= Warren Manzi =

American playwright

Warren Michael Manzi (July 1, 1955 – February 11, 2016) was an American playwright and actor, who was best known for the play Perfect Crime, the longest running play in New York City's history.

==Early life==
Manzi was born in Manchester, New Hampshire, to a single mother of Italian descent. His family later moved to Lawrence, Massachusetts, where he attended Holy Rosary School and Central Catholic High School. He graduated from the College of the Holy Cross and obtained a master's degree from the Yale School of Drama.

== Career ==
Manzi wrote Perfect Crime in 1980 at age 25, while an understudy for a role in Amadeus on Broadway.
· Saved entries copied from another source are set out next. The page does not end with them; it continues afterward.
PR #27492, opened 2022-10-24
Add monitor store to resource watch

xueqzhan:
Main changes with this PR:
1. Reorg existing monitor files (for node, pod, cluster operator etc) so that codes can be called from within monitor package and outside monitor package (e.g. for resource watch)
2. Add one monitor store for resource watch. For resources supported by monitor (currently node, pod, cluster operator and cluster version), an effort has been made to maintain the same event formats. Events is not supported yet.
3. Monitor store can be selected instead of git repo. But in a real observer, both stores can be started with two different instances of openshift-tests binary. 

[TRT-469](https://issues.redhat.com/browse/TRT-469)

### DIFF
--- a/pkg/monitor/resourcewatch/operator/starter.go
+++ b/pkg/monitor/resourcewatch/operator/starter.go
@@ -2,12 +2,16 @@ package operator
 
 import (
 	"context"
+	"fmt"
+	"github.com/spf13/cobra"
+	"k8s.io/client-go/kubernetes"
 	"os"
 	"time"
 
 	apiextensionsclient "k8s.io/apiextensions-apiserver/pkg/client/clientset/clientset"
 	apiextensionsv1informer "k8s.io/apiextensions-apiserver/pkg/client/informers/externalversions/apiextensions/v1"
 	"k8s.io/apimachinery/pkg/runtime/schema"
+	"k8s.io/apimachinery/pkg/util/sets"
 	"k8s.io/client-go/discovery"
 	"k8s.io/client-go/dynamic"
 	"k8s.io/client-go/tools/cache"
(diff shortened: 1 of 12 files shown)


pkg/monitor/resourcewatch/storage/monitor_store.go
```diff
@@ -0,0 +1,295 @@
...
+		klog.Warningf("Decoding %s failed with error: %v", objUnstructured.GetName(), err)
+	}
+	monitor.EventAddOrUpdateFunc(context.TODO(), s.monitor, s.client, s.startTime, &eventObj)
+}
+
+// OnAdd processes add event for all monitored resources
+func (s *monitorStorage) OnAdd(obj interface{}) {
+	objUnstructured, ok := obj.(*unstructured.Unstructured)
+	if !ok {
+		klog.Warningf("Object is not unstructured: %v", obj)
```
dgoodwin, line 71: Looks like you want a return here.

pkg/monitor/resourcewatch/storage/monitor_store.go
```diff
@@ -0,0 +1,295 @@
...
+	gvk := objUnstructured.GroupVersionKind()
+	switch {
+	case gvk.Group == "" && gvk.Kind == "Node":
+		{
+			nodeObj := corev1.Node{}
+			err := decodeObject(objUnstructured, &nodeObj)
+			if err != nil {
+				klog.Warningf("Decoding %s failed with error: %v", objUnstructured.GetName(), err)
+			}
+			monitor.NodeAddFunc(nodeObj)
```
dgoodwin, line 82: This will get called when we fail to decode, looks like we should return here and for all examples like this below.

pkg/monitor/resourcewatch/operator/starter.go
```diff
@@ -37,12 +69,22 @@ func RunOperator(ctx context.Context, controllerCtx *controllercmd.ControllerCon
...
-		repositoryPath = repositoryPathEnv
+	var (
+		configStore storage.ResourceWatchStore
+	)
+	if store == monitorStoreStr {
+		eventsClient, err := kubernetes.NewForConfig(controllerCtx.KubeConfig)
+		if err != nil {
+			return err
+		}
+		configStore, err = storage.NewMonitorStorage(artifactDir, eventsClient)
```
dgoodwin, line 80: Would it make any more sense to launch the startClusterOperatorMonitoring funcs, instead of an actual separate store? This is a very loose question just something to think about. Are there benefits to separate store?

Then again, maybe the startX funcs die off depending on the other question posed here about duplicated intervals.

dgoodwin (commented):
This one was challenging for me to review but I'm starting to get a handle on it. Would be good to do some discussion sometime this week and that might help me clarify more. I was struggling with the dual entrypoints, and whether or not we could simplify the process for adding a new resource type to monitor in the future, as right now it requires several changes in several places. Hopefully this will become more clear with some discussion, if it's even feasible at all.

Early reviews of Perfect Crime described it as confusing, and Manzi continually rewrote the play throughout the rest of his life. Perfect Crime opened in New York City on April 18, 1987 and was performed over 11,800 times throughout Manzi's lifetime, becoming the longest running play in city theatre history. Manzi also wrote One for the Money and The Queen of the Parting Shot.

As an actor, Manzi appeared in the films The Manhattan Project (1986) and Nuts (1987).

== Personal life ==
He was married to Ellen Margaret Michelin from 1995 to 1996, when she died of kidney failure.

Manzi died of pneumonia aged 60 in 2016, in Lawrence, Massachusetts.